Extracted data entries
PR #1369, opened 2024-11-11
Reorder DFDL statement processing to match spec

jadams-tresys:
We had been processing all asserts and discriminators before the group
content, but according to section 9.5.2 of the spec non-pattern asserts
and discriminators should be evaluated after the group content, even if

* _ABOUT THIS TASK_: Each line above should be duplicated without any alteration.

* _YOUR RESPONSE_:
PR #1369, opened 2024-11-11
Reorder DFDL statement processing to match spec

jadams-tresys:
We had been processing all asserts and discriminators before the group
content, but according to section 9.5.2 of the spec non-pattern asserts
and discriminators should be evaluated after the group content, even if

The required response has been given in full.